Chief Justice of the Peshawar High Court
- In office 20 April 2024 – 13 February 2025
- Preceded by: Muhammad Ibrahim Khan

Justice of the Peshawar High Court
- In office 12 August 2016 – 14 February 2025

Personal details
- Born: 2 December 1969 (age 56) Khazana village in Peshawar District

= Ishtiaq Ibrahim =

Ishtiaq Ibrahim (born 2 December 1969) is a Pakistani jurist who has been Chief Justice of the Peshawar High Court, in office since 20 April 2024.
He currently serves as Justice of Supreme Court of Pakistan since 14 February 2025.

==Biography==
Ibrahim was born on 2 December 1969 in Khazana village in Peshawar District.

He completed his early education at University Public School, Peshawar in 1985 and pursued his secondary education at Government College Peshawar in 1987. Following this, he attended Government College Peshawar for his Bachelor of Arts degree. Later, he obtained his LLB from Khyber Law College in 1989 and 1992, respectively.

Ibrahim began his legal career by becoming an advocate of the District Courts on 18 May 1993, and advocate of the High Courts on 11 March 1995. He was appointed as a National Accountability Bureau (NAB) special prosecutor from 2001 to 2002.

Later, he was enrolled as an Advocate of the Supreme Court of Pakistan on 26 September 2008.
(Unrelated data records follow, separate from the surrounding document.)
PR #10394, opened 2024-01-12
feat(frontend): Automatically fit DAG canvas to elements on change

LotemAm:
Automatically fit DAG canvas to elements on change

### DIFF
--- a/frontend/src/pages/v2/DagCanvas.tsx
+++ b/frontend/src/pages/v2/DagCanvas.tsx
@@ -44,6 +44,8 @@ export default function DagCanvas({
   setFlowElements,
 }: DagCanvasProps) {
   const instanceRef = useRef<OnLoadParams | null>(null);
+  const prevLayer = useRef(layers);
+
   const onLoad = (reactFlowInstance: OnLoadParams) => {
     reactFlowInstance.fitView();
     instanceRef.current = reactFlowInstance;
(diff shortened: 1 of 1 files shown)


frontend/src/pages/v2/DagCanvas.tsx
```diff
@@ -59,6 +61,12 @@ export default function DagCanvas({
     }
   });
 
+  useEffect(() => {
+    if (instanceRef.current) {
+      instanceRef.current.fitView();
+    }
+  }, [elements]);
```
zijianjoy, line 68: Can you share a video snippet how this might work in action? I am afraid about Drag-and-drop or element change can cause unexpected movement to the canvas.

LotemAm: Before:

https://github.com/kubeflow/pipelines/assets/19858141/9e3a318a-69e6-4880-a238-42bfc948fc44



After:
https://github.com/kubeflow/pipelines/assets/19858141/9fd0074f-3001-40a9-b176-0ec42b35c749

LotemAm: I added a check to make sure this happens only when the layers change, because I saw a timed GET request causing a re-render

zijianjoy: Thank you @LotemAm , I don't think we should automatically adjust the canvas when a node is dragged. There is a button on the bottom left to manually do so. I would like to keep this canvas focus functionality initiated by users.

LotemAm: @zijianjoy In my last commit I have changed the behavior to have the automatic fit happen only on layer change, so it no longer happens when node is dragged

zijianjoy: Thank you for the change! Approving the PR.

His involvement in legal associations includes serving as Joint Secretary and later as General Secretary of the Peshawar High Court Bar Association from 1998 to 1999, and from 2007 to 2008, respectively. He also served as President of the Peshawar High Court Bar Association from 2013 to 2014.

He was appointed as an additional Justice of the Peshawar High Court on 12 August 2016. On 1 June 2018, he took oath as the permanent judge of the PHC.

On 13 April 2024, he was appointed as acting Chief Justice of the Peshawar High Court. He took oath as Chief Justice on 20 April 2024.